Hi. I have an adversarial training process with a few models and two optimizers. The two optimizers update different parameters, and yet I get this error:
RuntimeError: Trying to backward through the graph a second time, but the saved intermediate results have already been freed. Specify retain_graph=True when calling .backward() or autograd.grad() the first time.
The corresponding code is below:
optimizer_G = torch.optim.Adam(
chain(img_encoder.parameters(), pts_encoder.parameters(),
img_decoder.parameters(), pts_decoder.parameters()),
weight_decay=decay, lr=lr, betas=(b1, b2))
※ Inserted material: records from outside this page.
PR #415, opened 2025-07-31
fix(Legion Go): Improve new PID support

pastaq:
- Clean up old and unused events from Legion Go driver. Driver has been remodeled to be similar to the newer Go S driver.
- Only grab the Touchpad and Gamepad targets, allowing FPS mode to function properly.
- Add events unique to the Go 2.
- Combine Go and Go 2 configs as the now use the same PID for controllers.


src/drivers/lego/hid_report.rs
```diff
@@ -275,8 +309,8 @@ pub struct XInputDataReport {
     #[packed_field(bytes = "8")]
     pub r_controller_mode0: u8, // 64 - 71
 
-    #[packed_field(bytes = "9")]
-    pub gamepad_mode: u8,
+    #[packed_field(bytes = "9", ty = "enum")]
+    pub gamepad_mode: GamepadMode,
```
ShadowApex, line 313: Nice

src/input/source/hidraw/lego_xinput.rs
```diff
@@ -262,12 +233,16 @@ fn translate_event(event: event::Event) -> NativeEvent {
...
                 InputValue::Bool(value.pressed),
             ),
+            event::GamepadButtonEvent::ShowDesktop(value) => NativeEvent::new(
+                Capability::Gamepad(Gamepad::Button(GamepadButton::Keyboard)),
+                InputValue::Bool(value.pressed),
+            ),
+            event::GamepadButtonEvent::AltTab(value) => NativeEvent::new(
+                Capability::Gamepad(Gamepad::Button(GamepadButton::RightPaddle2)),
+                InputValue::Bool(value.pressed),
+            ),
```
ShadowApex, line 243: Should we create a new button capability for this? Maybe like `GamepadButton::SwitchWindow`? Not critical, we can always revisit this later.

ShadowApex (commented):
Looks good to me! Will do some testing on the Go 1 to see if there are any other issues.

src/input/source/hidraw/lego_xinput.rs
pastaq: I discussed with Pierre-Loup. Until we're switching to UCIS this prevents us from over tasking the deck hid report and makes the button more easily accessible. On both models the rightmost button is difficult to hit.

ShadowApex (approved):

optimizer_D = torch.optim.Adam(
discriminator.parameters(), lr=lr, betas=(b1, b2), weight_decay=decay)
...
g_loss = alpha * \
adversarial_loss(discriminator(pts_feats), valid) + \
(1 - alpha) * reconstruction_loss
optimizer_G.zero_grad()
g_loss.backward()
optimizer_G.step()
real_loss = adversarial_loss(discriminator(pts_feats), valid)
fake_loss = adversarial_loss(discriminator(img_feats), fake)
d_loss = (real_loss + fake_loss) / 2
optimizer_D.zero_grad()
d_loss.backward()
optimizer_D.step()
Why do I need to retain the graph when they should be disjoint since each optimizer updates different weights?